# Rope wrapped boat steering wheel



## Brett (Jul 16, 2008)

Not hard to accomplish, time consuming, plenty of how-to's on line.


----------



## cutrunner (Jun 8, 2010)

Im thinking of doing this in my boat as well.
there was a guy on here that used to wrap wheel for people and he did amazing work. He didnt just wrap it like the YouTube videos show, he tied the whole wheel in some kind of fancy knot so it had more grip and looked amazing


----------



## Brett (Jul 16, 2008)

Again, not difficult, just time consuming.

click for previous posts


----------



## RigaRoo (Aug 14, 2011)

It's pretty easy to accomplish, I did some rope work on my last poling platform to assist in stopping the tiller handle from hitting it. Pick up some paracord, hobby lobby carries a good selection and if you can score a 40% coupon it's cheaper than the internet. However there are plenty of sites that carry it for a great price if you buy in bulk. 
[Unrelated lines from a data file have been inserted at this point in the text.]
PR #5158, opened 2019-12-13
Add note about SLB req for availability_zones

rudolphjacksonm:
Adds note to `availability_zones` to make it clearer that Standard Load Balancer SKU is required to enable Availability Zones.

### DIFF
--- a/website/docs/r/kubernetes_cluster.html.markdown
+++ b/website/docs/r/kubernetes_cluster.html.markdown
@@ -168,6 +168,8 @@ A `agent_pool_profile` block supports the following:
 
 * `availability_zones` - (Optional) Availability zones for nodes. The property `type` of the `agent_pool_profile` must be set to `VirtualMachineScaleSets` in order to use availability zones.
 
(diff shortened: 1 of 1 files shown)


website/docs/r/kubernetes_cluster.html.markdown
```diff
@@ -168,6 +168,8 @@ A `agent_pool_profile` block supports the following:
 
 * `availability_zones` - (Optional) Availability zones for nodes. The property `type` of the `agent_pool_profile` must be set to `VirtualMachineScaleSets` in order to use availability zones.
 
+-> **NOTE:** If you have provided the `load_balancer_sku` argument with the value `Basic`, you will not be able use `availability_zones`. You must use the `Standard` SKU.
```
tombuildsstuff: we can probably flip this around to:

```suggestion
-> **NOTE:** To configure Availability Zones the `load_balancer_sku` must be set to `Standard`
```

WDYT?

tombuildsstuff:
Ignoring a couple of known test failures, the tests pass:

Screenshot 2019-12-16 at 07 19 14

I googled Turks head knots and coxcombing, there are some pretty amazing things out there that people have done. The coxcombing is pretty easy, you just need to remember the direction your going. One will wrap the knots around the wheel in a spiral and one will keep the knots on the backside of the wheel. 

Good luck!!!


----------



## Net 30 (Mar 24, 2012)

Save yourself a lot of work…use this guy:

http://www.microskiff.com/cgi-bin/yabb2/YaBB.pl?num=1339525441


----------



## skinny_water (Jun 11, 2008)

> Save yourself a lot of work…use this guy:
> 
> http://www.microskiff.com/cgi-bin/yabb2/YaBB.pl?num=1339525441



Yeah, use that guy. He does good work. I heard he also does all the factory stuff for BT/Aeon...


----------



## skinny_water (Jun 11, 2008)

updated the original post with pricing


----------